── SUPPLIED MATERIAL

PR #828, opened 2025-06-12
fix: use minimal tokio features in `make` and `reconnect` features

Icemic:
`make` or `reconnect` both features rely only on the basic tokio (tokio::io) and do not require the `io-std` feature, which instead leads to compilation errors on wasm32 target.

This PR changes it to the mininal `tokio/sync` to just enable `tokio`, improving compatibility with the wasm32 target.


tower/Cargo.toml
```diff
@@ -48,9 +48,9 @@ hedge = ["util", "filter", "futures-util", "hdrhistogram", "tokio/time", "tracin
 limit = ["tokio/time", "tokio/sync", "tokio-util", "tracing", "pin-project-lite"]
 load = ["tokio/time", "tracing", "pin-project-lite"]
 load-shed = ["pin-project-lite"]
-make = ["pin-project-lite", "tokio/io-std"]
+make = ["pin-project-lite", "tokio/sync"]
```
jplatte, line 51: I don't see any use of `tokio::sync` in `make/`, so I think we don't need this feature activation either.

```suggestion
make = ["pin-project-lite", "tokio"]
```

tower/Cargo.toml
```diff
@@ -48,9 +48,9 @@ hedge = ["util", "filter", "futures-util", "hdrhistogram", "tokio/time", "tracin
...
 ready-cache = ["futures-core", "futures-util", "indexmap", "tokio/sync", "tracing", "pin-project-lite"]
-reconnect = ["make", "tokio/io-std", "tracing"]
+reconnect = ["make", "tokio/sync", "tracing"]
```
jplatte, line 53: Same here, `reconnect` doesn't seem to use `tokio` so this seems like it can be removed entirely.

```suggestion
reconnect = ["make", "tracing"]
```

tower/Cargo.toml
jplatte: We seem to have `sync` as an enabled feature of `tokio` whenever that optional dependency is activated, further below. We should be able to drop that as well.

Icemic: Ah, indeed. Fixed.

jplatte:
You only partially implemented my suggestions. Here is what I meant:

```diff
--- a/tower/Cargo.toml
+++ b/tower/Cargo.toml
@@ -50,7 +50,7 @@ load = ["tokio/time", "tracing", "pin-project-lite"]
 load-shed = ["pin-project-lite"]
 make = ["pin-project-lite", "tokio"]
 ready-cache = ["futures-core", "futures-util", "indexmap", "tokio/sync", "tracing", "pin-project-lite"]
-reconnect = ["make", "tokio", "tracing"]
+reconnect = ["make", "tracing"]
 retry = ["tokio/time", "util"]
 spawn-ready = ["futures-util", "tokio/sync", "tokio/rt", "util", "tracing"]
 steer = []
@@ -66,7 +66,7 @@ futures-util = { workspace = true, features = ["alloc"], optional = true }
 hdrhistogram = { workspace = true, optional = true }
 indexmap = { workspace = true, optional = true }
 slab = { workspace = true, optional = true }
-tokio = { workspace = true, features = ["sync"], optional = true }
+tokio = { workspace = true, optional = true }
 tokio-stream = { workspace = true, optional = true }
 tokio-util = { workspace = true, optional = true }
 tracing = { workspace = true, features = ["std"], optional = true }
 ```

Icemic:
Done but I'm not sure if it is ok to remove `sync` from enabled features of tokio for all cases.

jplatte:
Thanks! I just realized this isn't merged yet. Not sure what happened there. GitHub is telling me there's merge conflicts and I can't resolve them myself because I'm not allowed to push to your branch. Mind rebasing or merging our `main` back into your branch?

PR #831, opened 2025-07-05
chore: Use tokio-stream UnboundedReceiverStream

tottoto:
tokio-stream's UnboundedReceiverStream could be used.


ripytide (approved):
Good simplification, and tests still pass.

────

### [WORK REQUIRED]
Pick out the lines above containing the word "enabled", then copy them.

### [FINAL ANSWER]
jplatte: We seem to have `sync` as an enabled feature of `tokio` whenever that optional dependency is activated, further below. We should be able to drop that as well.
Done but I'm not sure if it is ok to remove `sync` from enabled features of tokio for all cases.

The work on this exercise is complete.